Ainsi, pour Jean-Luc Mélenchon ou Eva Joly, l'agriculture française doit sortir du tout chimique et la bio représente le moteur de ce changement de système, vecteur d'un véritable changement de société (EELV) ou élément contributif parmi d'autres (FG). Les objectifs sont clairs: changer le logiciel de l'agriculture productiviste vers une agriculture écologique, intensive en travail et productrice d'aliments de qualité. Cette économie verte suppose de valoriser les externalités positives de la bio (paiements des services environnementaux notamment) et d'appliquer réellement la règle du pollueur-payeur.


Les autres partis, porteurs du changement ou de l'immobilisme?

Le consensus du « produire plus et mieux » réunit F.Hollande, F.Bayrou ou N.Sarkozy et situe la bio comme un marché porteur (PS), comme une haute technologie (Modem) ou comme un objectif statistique un marché aussi (de niche) (UMP). Dans tous les cas, on peut faire le constat d'une approche spécifique de la bio, valorisée dans ses plus-value économiques (local, emploi) mais ne remettant pas en cause l'essentiel, c'est-à-dire la prétendue vocation exportatrice de la France dans le cadre d'une co-gestion corporatiste des intérêts agro-industriels. Les constats accablants de ce système (disparition des fermes, de l'emploi, inégalité des revenus, captation des aides, avantages fiscaux indus, coûts environnementaux exorbitants, crises et famines au Sud etc.) appellent de la part du nouveau Président de la République des politiques agricoles d'intérêt général, une nouveauté radicale, nous en convenons. Une agriculture biologique, paysanne et de proximité, en est le vecteur privilégié.

 

Les propositions des partis rencontrés sur l'agriculture:

 

 

 

Si tous les candidats réaffirment la dynamique du Grenelle de l'environnement, ils situent l'agriculture biologique de manière très différente selon une dominante « économiciste » de l'agriculture (UMP, PS) et sa variante « technologique » (Modem) ou une approche sociétale (EELV) et sociale (FG).

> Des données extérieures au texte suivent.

PR #327, opened 2024-01-26
Create nested-sample.tar.README

pjfanning:
based on https://github.com/apache/incubator-pekko-http/blob/213a460a2c196617370309216f54803e408d65a5/http-tests/src/test/extra-libs.zip.README

ASF reviewers find our binary files and we need to be explain why we have them checked in.


mdedetrich (approved):
lgtm

PR #329, opened 2024-01-27
chore: Make use of statefulMap instead.

He-Pin:
Motivation:

Make use of statefulMap instead.


google-common/src/main/scala/org/apache/pekko/stream/connectors/google/ResumableUpload.scala
```diff
@@ -61,14 +61,9 @@ private[connectors] object ResumableUpload {
...
-            var cumulativeLength = 0L
-            bytes => {
-              val chunk = Chunk(bytes, cumulativeLength)
-              cumulativeLength += bytes.length
-              chunk :: Nil
-            }
-          }
+          .statefulMap(() => 0L)((cumulativeLength, bytes) =>
+              (cumulativeLength + bytes.length, Chunk(bytes, cumulativeLength)),
+            _ => None)
```
He-Pin, line 66: These three flow can be optimized with a single statefulmap I think ,but leave that for another pr.

PR #325, opened 2024-01-25
protect 1.0.x branch

pjfanning:
also updates job for 1.0 doc publishing to use v1.0.2 (latest release)

PR #330, opened 2024-01-27
chore: Make use of statefulMap instead.

He-Pin:
Motivation:
Make use of statefulMap

### DIFF
--- a/google-common/src/main/scala/org/apache/pekko/stream/connectors/google/util/AnnotateLast.scala
+++ b/google-common/src/main/scala/org/apache/pekko/stream/connectors/google/util/AnnotateLast.scala
@@ -16,7 +16,7 @@ package org.apache.pekko.stream.connectors.google.util
 import org.apache.pekko
 import pekko.NotUsed
 import pekko.annotation.InternalApi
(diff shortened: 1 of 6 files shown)


google-common/src/main/scala/org/apache/pekko/stream/connectors/google/util/AnnotateLast.scala
```diff
@@ -47,18 +47,13 @@ private[google] object AnnotateLast {
 
   def apply[T]: Flow[T, MaybeLast[T], NotUsed] =
     Flow[T]
-      .map(Some(_))
-      .concat(Source.single(None))
```
He-Pin, line 51: some kind of `fs`'s `noneTerminate` operator.

pjfanning (approved):
lgtm - but can't be merged util we set up the 1.1 build - basically #325 plus a tag that I will add after 325 is merged

pjfanning:
v1.1 commits are now allowed

He-Pin:
@pjfanning @mdedetrich can this be merged now？

mdedetrich (approved):
lgtm and yes it can since we are on 1.1.0 now

PR #331, opened 2024-01-27
mima compare version

pjfanning:
we are getting issues in `main` branch builds with mima checks - since the v1.1.0-M0 git tag was added

see https://github.com/apache/incubator-pekko-connectors/actions/runs/7678675966/job/20928810106

the issue is because the current setup uses the git tags and expects there to be releases for every git tag

We can test with "1.0.2" for the time being

I raised https://github.com/sbt/sbt-dynver/issues/283 to possibly do a change there so that we could go back to using the `previousStableVersion` sbt variable.

### DIFF
--- a/build.sbt
+++ b/build.sbt
@@ -441,6 +441,8 @@ lazy val `doc-examples` = project
     publish / skip := true,
     Dependencies.`Doc-examples`)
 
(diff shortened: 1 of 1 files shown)


He-Pin (approved):
Lgtm

PR #395, opened 2024-01-27
Enable inliner

mdedetrich:
Enable the inliner since this is now 1.1.x. @pjfanning I know you were sensitive about explicitly setting this to `true` to make it more clear but doing so disables the knob/cli flag at https://github.com/pjfanning/sbt-pekko-build/blob/main/src/main/scala/com/github/pjfanning/pekkobuild/PekkoInlinePlugin.scala#L56 and I don't think explicitly setting `pekkoInlineEnabled` is having much of an effect either way on developers.

If you still want me to explicitly set it to `true` then let me know and ill update the PR.

### DIFF
--- a/build.sbt
+++ b/build.sbt
@@ -9,9 +9,6 @@
 
 import net.bzzt.reproduciblebuilds.ReproducibleBuildsPlugin.reproducibleBuildsCheckResolver
 
-// pekkoInlineEnabled should be set to true when we start building 1.1.x builds
-ThisBuild / pekkoInlineEnabled := false
-
 sourceDistName := "apache-pekko-connectors"
 sourceDistIncubating := true
 ThisBuild / resolvers += Resolver.ApacheMavenSnapshotsRepo


pjfanning (approved):
lgtm

mdedetrich:
So although I have tested this in the past already so I am 99% sure there shouldn't be an issue, I will try and make every single CI for each connector pass before merging just to be ultra sure.

mdedetrich:
I will wait until https://github.com/apache/incubator-pekko-connectors/pull/398 is resolved before merging this

He-Pin:
I'd think explicit is better

mdedetrich:
> I'd think explicit is better

It removes the ability to disable the inliner locally which is useful if you want to debug issues

He-Pin:
> > I'd think explicit is better
> 
> It removes the ability to disable the inliner locally which is useful if you want to debug issues

Maybe we can do this

    pekkoInlineEnabled := !sys.props.contains("pekko.no.inline")

mdedetrich:
> Maybe we can do this
> 
> ```
> pekkoInlineEnabled := !sys.props.contains("pekko.no.inline")
> ```

Then we have to repeat this in every single Pekko project which may have inconsistency issues which defeats the whole point of putting it in sbt-pekko-build, i.e. https://github.com/pjfanning/sbt-pekko-build/blob/main/src/main/scala/com/github/pjfanning/pekkobuild/PekkoInlinePlugin.scala#L55-L57

When we are able to release artifacts from CI then we can reverse the defaults so that inline isn't enable by default on local machines

He-Pin (approved):
Lgtm

He-Pin:
> > Maybe we can do this
> > 
> > ```
> > pekkoInlineEnabled := !sys.props.contains("pekko.no.inline")
> > ```
> 
> Then we have to repeat this in every single Pekko project which may have inconsistency issues and also defeats the whole point of putting it in sbt-pekko-build, i.e. https://github.com/pjfanning/sbt-pekko-build/blob/main/src/main/scala/com/github/pjfanning/pekkobuild/PekkoInlinePlugin.scala#L55-L57 so it can be shared in all Pekko projects.
> 
> When we are able to release artifacts from CI then we can reverse the defaults so that inline isn't enable by default on local machines

Let's DRY

mdedetrich:
@He-Pin There is also a related issue on this https://github.com/pjfanning/sbt-pekko-build/issues/9

jxnu-liguobin (approved):

mdedetrich:
I am going to go ahead and merge this, I wanted to try and get a successful run of `mqtt` but its well known that this test is incredibly failure and its hit rate of success is incredibly low. Even though the test is failing there is no observable difference between this PR's `mqtt` tests failing and in general the `mqtt` tests failing.

PR #412, opened 2024-01-28
[DO NOT MERGE] run tests with latest pekko snapshots

pjfanning:


He-Pin:
@inline def asJava: CompletionStage[T] = javaapi.FutureConverters.asJava(f)


We should remove the inline def in pekko.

On rappelle qu'on analyse là les positionnements de campagne et non les politiques publiques menées par les responsables politiques notamment au niveau territorial, qui peuvent être conformes ou, au contraire, beaucoup plus pro actives et engagées, tout bord confondus. Cette représentation graphique des positionnements des candidats traduit, selon nous, trois niveaux positifs de reconnaissance de l'agriculture biologique: comme un mode de production durable à soutenir (parmi d'autres), comme le moteur de l'agriculture durable (à définir) ou comme un vecteur privilégié de transition du système agricole, voire comme une préfiguration d'une économie verte ayant réussie à réinternaliser tous les coûts sociaux et environnementaux (un optimum économique qui fait figure de nouveau modèle de société). 

La FNAB propose des mesures d’urgence et d’intérêt général comme le « zéro pesticides » pour les zones de captages prioritaires ; l’interdiction OGM et la réorientation des budgets de la recherche publique ; la priorité à l’installation en bio.